After 11 days of waiting I took a pregnancy test and it was negative. That was what I expected. After 14 days of waiting I took a pregnancy test and it was positive. I called the doctor. The nurse said come in for blood test. So I did. My hCG level was at 7. Now technically that means that I was pregnant because anything over 5 means you are pregnant, but the numbers need to rise. The nurse told me to come in on Monday (September 8th) for another blood test. Saturday night I started spotting...major freak out. However, it was pink and the nurse assured me I was fine, and to call if it changed. I woke up this morning and it had changed. It was bright red and like a light period. I called the nurse and she told me that this is somewhat normal but if it got worse to call her back in an hour. It has been two hours and it is about the same. She told me to call on Monday (Septemeber 8th), and talk to my doctor's nurse and tell them the events of the weekend. She also said I need to come in for a blood test to make sure the hCG levels are rising. If they are rising she said everything is probably fine. Apparently many women have period like bleeding throughout their pregnancies and this NORMAL!! No one ever explained that to me in Health Class...but it was taught by the boys basketball coach and I am almost positive that he didn't feel comfortable talking about women bleeding. However, if the level hasn't risen or is lower that is not good and it could mean that this was a chemical pregnancy.
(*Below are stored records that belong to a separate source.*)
PR #114, opened 2015-12-09
Enforce screen locking before requesting switch to a different user.

sunweaver:
One of my customers noticed that there is a security issue with user switching via the logout dialog.

The session does not get locked when user switching is requested via the logout dialog. However, this should be enforced.

I am not sure if the proposed patch is a generic way of requesting a screen lock. However, the approach works well on mate-session-manager as found in Debian jessie.

### DIFF
--- a/mate-session/gsm-manager.c
+++ b/mate-session/gsm-manager.c
@@ -3178,6 +3178,19 @@ logout_dialog_response (GsmLogoutDialog *logout_dialog,
         case GTK_RESPONSE_DELETE_EVENT:
                 break;
         case GSM_LOGOUT_RESPONSE_SWITCH_USER:
+
+                ; /* place an empty statement between label above and declaration below... */
+
+                /* Lock screen before requesting user switch
+                 */
+                GError *error;
+                error = NULL;
+                g_spawn_command_line_async ("mate-screensaver-command --lock", &error);
+                if (error != NULL) {
+                    g_warning ("Couldn't lock screen: %s", error->message);
+                    g_error_free (error);
+                }
+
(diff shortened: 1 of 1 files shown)


clefebvre:
There are other ways to switch users, some of them not being shipped by MATE, so it's usually the responsibility of the DM to lock the session. Either by asking the session to lock itself, or by locking screensavers directly. 

See here for instance: 

https://github.com/linuxmint/mdm/blob/master/gui/mdmflexiserver.c#L206

If your DM does not lock your session, make sure to report it as a bug on the DM as well.

Now, with that said, it should be quite harmless to accept this PR. It shouldn't create issues with MDM and it should help a little with DMs which don't support mate-screensaver (at least in the cases where the user switches users via mate-screensaver).

clefebvre:
Btw, it might be better to make the call in manager_switch_user() directly.

raveit65:
Well, mdm is only use by linuxmint.
In fedora with lightdm i can always switch between 2 user accounts wit alt-f1/f2 until the screensaver lock gets in.
Fedora use always another ttyl for a second/third.....user.
This might be different to debian systems.
This is really a long outstanding issue and it is already reported somewhere here at github.

joakim-tjernlund:
Could this be enforced when issuing a suspend as well?
Now suspend does not so one have to wake up the suspend twice unless I lock screen manually
first.

joakim-tjernlund:
Forget the suspend issue, that was due to something else.

vkareh:
Both GDM and LightDM handle this correctly. MDM is no longer an active project. Closing.

PR #2100, opened 2016-06-16
Course data

chcholman:
This PR makes it possible to download a variety of different pieces of data about many courses from a single location (the Course index). It also adds a descriptive naming pattern to most file downloads for easier storage/tracking.

### DIFF
--- a/app/controllers/assignments/grades_controller.rb
+++ b/app/controllers/assignments/grades_controller.rb
@@ -10,11 +10,7 @@ class Assignments::GradesController < ApplicationController
   def download
     assignment = current_course.assignments.find(params[:assignment_id])
     respond_to do |format|
-      format.csv {
-        send_data GradeExporter.new
-          .export_grades(assignment, current_course.students),
-        filename: "#{ assignment.name } Import Grades - #{ Date.today }.csv"
-      }
+      format.csv { send_data GradeExporter.new.export_grades(assignment, current_course.students), filename: "#{ assignment.name } Import Grades - #{ Date.today}.csv" }
     end
   end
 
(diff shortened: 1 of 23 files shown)


app/controllers/assignments/grades_controller.rb
```diff
@@ -53,21 +54,21 @@ def update_status
...
     assignment = current_course.assignments.find(params[:assignment_id])
     respond_to do |format|
-      format.csv do
-        send_data CriterionGradesExporter.new.export assignment.course,
-          assignment.rubric
-      end
+      format.csv {
+        send_data CriterionGradesExporter.new.export(assignment.course, assignment.rubric),
+        filename: "#{ assignment.name } Rubric Grades - #{ Date.today }.csv"
+      }
```
acousticrobot: I see we turned `Style/BlockDelimiters` off in Rubocop, which would have complained about this.  I don't have strong feelings about it, but I always thought this was a no-no in Ruby

```
Style/BlockDelimiters:
  Description: >-
                Avoid using {...} for multi-line blocks (multiline chaining is
                always ugly).
                Prefer {...} over do...end for single-line blocks.
  StyleGuide: 'https://github.com/bbatsov/ruby-style-guide#single-line-blocks'
  Enabled: false
```

app/controllers/assignments_controller.rb
```diff
@@ -109,8 +109,12 @@ def destroy
   end
 
   def export_structure
+    course = current_user.courses.find_by(id: params[:id])
     respond_to do |format|
-      format.csv { send_data AssignmentExporter.new.export current_course }
+      format.csv {
+        send_data AssignmentExporter.new.export(course),
+      filename: "#{ course.name } #{ (term_for :assignment).titleize } Structure - #{ Date.today }.csv"
```
acousticrobot: same as above, plus I think `filename...` should be indented 2 more spaces

PR #2108, opened 2016-06-17
Removed unused fields on assignments

chcholman:
This PR cleans up the fields on the assignment model, by dropping 5 unused fields, and adding 4 rake tasks to clean up fields that should have a default of 0. I will follow up this PR with another one adding `null: false` to 26 fields that will then all have present data.


app/models/assignment.rb
```diff
@@ -15,7 +15,7 @@ class Assignment < ActiveRecord::Base
     :course, :course_id, :description, :due_at, :grade_scope, :hide_analytics,
     :include_in_predictor, :include_in_timeline, :include_in_to_do,
     :mass_grade_type, :name, :open_at, :pass_fail,
-    :full_points, :points_predictor_display, :purpose, :release_necessary,
```
acousticrobot: Yay! 🎆

PR #2113, opened 2016-06-17
1857 fix student paths

jwright:
Fixes student routes and controllers that were causing the facility view of a student to no longer be displayed.

Fix for #1857

### DIFF
--- a/app/controllers/students_controller.rb
+++ b/app/controllers/students_controller.rb
@@ -68,8 +68,9 @@ class StudentsController < ApplicationController
   end
 
   def teams
+    student = params[:id].present? ? User.find(params[:id]) : current_student
     @title = "#{term_for :teams}"
-    @team = current_student.team_for_course(current_course)
+    @team = student.team_for_course(current_course)
     @teams = current_course.teams.order_by_rank.includes(:earned_badges)
   end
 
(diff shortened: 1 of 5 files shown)


chcholman:
@jwright I fixed the haml issue and did the rebase - will you take a look and see if you think it's okay?

jwright:
@acousticrobot @chcholman I am still seeing the broken dashboard for faculty. I am looking into it.

jwright:
@chcholman @acousticrobot It also looks like the `student_id` parameter is back for the grading scheme. I will leave that it since it looks intentional.

chcholman:
@jwright If there's a way to do it such that it doesn't need the `student_id` param, but does allow the instructor to see it as having each student's data, that should come out. I think I've mis-articulated the requirements here - on the student side, these views don't need a param because we have a current_student id. On the instructor side, they need to be able to see views as customized for each student, thus the param.

jwright:
@chcholman Most of the routes were changed to use a more restful syntax and removed the `student_id` param. I will leave it for now since this needs to be merged ASAP.

jwright:
@chcholman @acousticrobot I am not sure this is a bug on the dashboard. It looks like the admin dashboard just does not display anything. Is that correct?

jwright:
I added the student profile tabs to the predictor. The dashboard does not display anything but I think that is a result of this commit: https://github.com/UM-USElab/gradecraft-development/commit/9b865f36ebd2426dfa03dbbe10e2eb6e0870531e

Let me know if there is any other issues.

chcholman:
@jwright Yup, the staff dashboard currently has no content (but renders) and that is correct. Thank you!

PR #2121, opened 2016-06-20
replace weights form with interactive weights page

acousticrobot:
This PR:
  * removes the `AssignmentTypeWeightStruct` and `AssignmentTypeWeightForm`
  * replaces the assignment type weight form with an interactive weights page using resourceful routing
  * moved the Angular Weights off of the Predictor and into its own Controller, Directives, and Service

Left for the next Weight PR:
  * We need to have the UX team style the new weights page, right now if simply repeats all the elements from the predictor
  * This restyling should include a refactor of the predictor sass file, right now these class names are not very usable in the context of the weights page.
  * I pulled methods off of the Angular PredictorController, but I think they could be cleaned up a lot more. We need a strategy for determining where methods and model management should live in the Angular.
  * We are hoping to remove the `default_weight` entirely from the App. Once this is done, there is a lot of cleanup that can happen to the `Weights` logic.  I would also like to add a validator method to AssignmentType that runs before a weight is updated at this point.


app/assets/javascripts/angular/controllers/PredictorCtrl.js.coffee
```diff
@@ -126,36 +126,20 @@
...
-    assignments = $scope.assignmentsForAssignmentType($scope.assignments,assignmentType.id)
+
     if includePredicted
+      assignments = $scope.assignmentsForAssignmentType($scope.assignments,assignmentType.id)
       total = $scope.assignmentsPointTotal(assignments)
     else
-      total = $scope.assignmentsPointTotal(assignments, false)
+      total = AssignmentTypeService.weightedEarnedPoints(assignmentType)
 
     if includeWeights
```
jwright: Since we are modifying `total` here, I think we should add these changes to `total` as part of the else statement above.

app/assets/javascripts/angular/helpers/serviceHelpers.js.coffee
```diff
@@ -0,0 +1,37 @@
...
+        pass: "Pass"
+        fail: "Fail"
+        badges: "Badges"
+        challenges: "Challenges"
+        weights: "Weights"
+    }
+
+    # used to destinguish student and faculty routes.
+    # On init, students views do not send student id.
+    uri_prefix = (studentId)->
```
jwright: I am not sure this is the case for all routes, except for predictor. I am ok with leaving this here but if it's not the case, we may want to keep this inside predictor.

app/assets/javascripts/angular/services/AssignmentTypeService.js.coffee
```diff
@@ -0,0 +1,91 @@
+@gradecraft.factory 'AssignmentTypeService', ['$http', 'GradeCraftAPI', ($http, GradeCraftAPI) ->
```
jwright: Love the commenting here and throughout the PR.

app/assets/javascripts/angular/helpers/serviceHelpers.js.coffee
```diff
@@ -0,0 +1,37 @@
+# Common Methods and Objects for Services using the GradeCraft api routes
+angular.module('helpers')
+  .factory('GradeCraftAPI', ()->
```
jwright: Could this just be `API` rather than `GradeCraftAPI` since we should be in a `GradeCraft` namespace already?

app/controllers/assignment_type_weights_controller.rb
```diff
@@ -1,46 +1,10 @@
...
-
-  private
-
-  def student_params
-    params.require(:student).permit(assignment_type_weights_attributes:
-      [:assignment_type_id, :weight])
+  # GET /assignment_type_weights
+  def index
+    @title =
+      "Editing My #{term_for :weight} Choices" if current_user_is_student?
```
jwright: We don't need the `current_user_is_student?` check here since the `before_filter` manages that.

app/controllers/students/assignment_type_weights_controller.rb
```diff
@@ -0,0 +1,12 @@
+class Students::AssignmentTypeWeightsController < ApplicationController
+
+  before_filter :ensure_staff?
+
+  # GET /students/:id/assignment_type_weights
+  # faculty view of student's weights index view
+  def index
+    @title =
+      "Editing #{current_student.name}'s #{term_for :weight} Choices" if current_user_is_staff?
```
jwright: We don't need the `current_user_is_staff?` check here since the `before_filter` manages that.

app/models/assignment_type.rb
```diff
@@ -92,6 +92,10 @@ def raw_points_for_student(student)
     student.grades.student_visible.where(assignment_type: self).pluck("raw_points").compact.sum || 0
   end
 
+  def final_points_for_student(student)
+    student.grades.student_visible.where(assignment_type: self).pluck("raw_points").compact.sum || 0
```
jwright: Do we need to worry about `nil` `raw_points` here? If so, the `compact` call will fail.

jwright:
@acousticrobot Great PR! This really cleans up a lot.

I made a few comments but nothing really big. My only big concern here is more js without testing. At some point, we should introduce it.

app/controllers/assignment_type_weights_controller.rb
acousticrobot: good catch!

app/controllers/students/assignment_type_weights_controller.rb
acousticrobot: 👍

app/assets/javascripts/angular/helpers/serviceHelpers.js.coffee
acousticrobot: after discussion, we decided to keep this so that it remains explicit when added to the controllers

app/assets/javascripts/angular/helpers/serviceHelpers.js.coffee
acousticrobot: Let's keep an eye on this one, we may need to handle the rubric routes in the future, where the student isn't the top level resource.

app/models/assignment_type.rb
acousticrobot: Just confirmed in irb: `[1,2,nil,4,5].compact => [1, 2, 4, 5]`

PR #2122, opened 2016-06-21
2116 fix grading scheme module when no 0 level ch

chcholman:


app/presenters/students/dashboard_presenter.rb
```diff
@@ -0,0 +1,41 @@
+require "./lib/showtime"
+
+class Students::DashboardPresenter < Showtime::Presenter
```
jwright: Since this is specific to the `dashboard_grading_scheme` partial, I think this should be named to something like `Students::DashboardGradingSchemePresenter` or something similar. I am not sure where we ended up on the presenter naming standard either. We may want to name it according to that.

app/views/students/dashboard/_dashboard_grading_scheme.haml
```diff
@@ -2,32 +2,39 @@
   %h3 Course Progress
 .card-body
 
-  - next_element = current_student.get_element_level(current_course, :next)
-  - if !next_element.nil?
+  - if presenter.current_element.present?
+    - if presenter.next_element.present?
```
jwright: The embedding here is a bit confusing. Can we just check `if presenter.next_element.present?` here and move line 5 to line 13?

app/views/students/dashboard/_dashboard_grading_scheme.haml
```diff
@@ -2,32 +2,39 @@
...
+          %span=points presenter.next_element.lowest_points
+
+    .progress.bar_magic.current.center
+      %span.your-rank Your rank:
+      %span.your-rank= presenter.current_element.name
+      .striped-bar-container
+        .striped{ style: "width: #{ presenter.progress_percent }%;" }
+      .left-points
+        %span Your Points:
+        %span.bold=points presenter.score_for_course
```
jwright: The method is called `score_for_course` but the label is `Points`. Since we decided to use `points`, can we rename this to `points_for_course`?

jwright:
@chcholman This is great! I just had a few comments but I think the presenter naming is the most important here. It will eliminate the bloat that this presenter may take on later. I like the focus of this presenter.

mariehooper:
Thanks for the help and comments @chcholman and @jwright. I think this one is ready to go...

PR #2123, opened 2016-06-21
Fixing errant spec fail

chcholman:
This PR fixes a sporadically failing spec that was checking student visible grades, and occasionally receiving them in a different order than the `eq` matcher wanted. By switching it to an `includes` check this should pass consistently.


zazaian:
Looks good! Nice use of the `include` matcher.

zazaian:
@chcholman this looks ready to merge.

PR #2124, opened 2016-06-21
Delete all grades

jonathoy:


app/controllers/assignments/grades_controller.rb
```diff
@@ -137,7 +137,28 @@ def mass_update
...
+  # Delete all grades for a given assignment id
+  def delete_all
+    assignment = Assignment.find(params[:assignment_id])
+    assignment.grades.each do |grade|
+      student = grade.student
+      grade.destroy
+      ScoreRecalculatorJob.new(user_id: student.id, course_id: current_course.id).enqueue
+    end
+
+    if assignment.grades.all? { |grade| grade.destroyed? }
```
jonathoy: I'm curious to know if I can get some input on this. I need to delete all grades for an assignment, but I am not sure what the best practice is for validating that the grades were, in fact, deleted. Does this seem like a logical check to do?

Issue #2132, opened 2016-06-21
Refactor Analytics::Export


zazaian:
On current master the `Analytics::Export` module contains multiple behaviors for generating specific subsets of exportable data. This is a really nice pattern because all of these exports are going to deal with Mongoid and Analytics::Event records, so condensing all of these behaviors into a separate library makes a lot of sense.

The problem is that this process is very complicated, so the `Analytics::Export` module is very involved and some the methods doing the heaviest lifting like `#generate_csv` should be extracted to separate classes and not performed in-place as they're being here.

There's currently a nearly-complete implementation of this refactor on the `2132-refactor_analytics_export` branch, but it's not possible to test with production data at present because the method responsible for assembling the exportable data on `AnalyticsController#export` is broken. Once this functionality is fixed by integration of code from issue #2118, it will be possible to rebase this branch and test it against the properly-assembled analytics records.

I know what you are thinking...how could she get a shot of hCG and then take a pregnancy test that tests for hCG? Well, that is where the chemical pregnancy comes in. The positive tests could have been that they detected residual hCG from the shot. However, if you get a negative test that is supposed to mean that there was no residual hCG from the shot in my system so it wouldn't have detected it. And the hCG that was detected was actually what was being produced by sperm and egg meeting. Another definition of a chemical pregnancy is that the egg didn't completely implant into the uterine lining causing you to start your period a few days late. This would give you a positive test result, and sometimes a negative test result a few days later, and then the start of your period. From what I have read most women wouldn't even know they were pregnant, and just thought that their period was starting later. The downside of the super sensitive pregnancy tests is that once you get a positive test you think you are pregnant and then have to morn the loss of the fetus.

So where does hope come in now? Well between today and tomorrow I have to rely on God more than ever. That He will guard my heart and whatever the outcome of the blood test is He will use for His glory. I will admit to you that I am scared, but God did not give me a spirit of fear, but of power, of love and of self-control (or sound mind some versions read)...2 Timothy 1:7. I also know that God doesn't ever give us more than we can handle. We may think we can't handle it, but I believe He wants us there to depend on Him.

My temptation is to give into fear, to give into doubt, and to turn and run and be angry. However, as I finish this post I have a sense of peace. I know whether this is a chemical pregnancy or a real pregnancy that God is going to take to full term...I know God is giving me His strength to walk through this. It is a little weird to be this at peace about it, but that is one reason why I started this blog. Because journaling helps me relax. And if this helps someone else then God is glorified!

Here is my final thought "And the peace of God which transcends all understanding will guard your hearts and your minds in Christ Jesus." Philippians 4:7.

God has got me right where I need to be...in His hands. I will give you an update as soon as I know the results of the blood test...in the meantime pray for God's glory to be reavealed.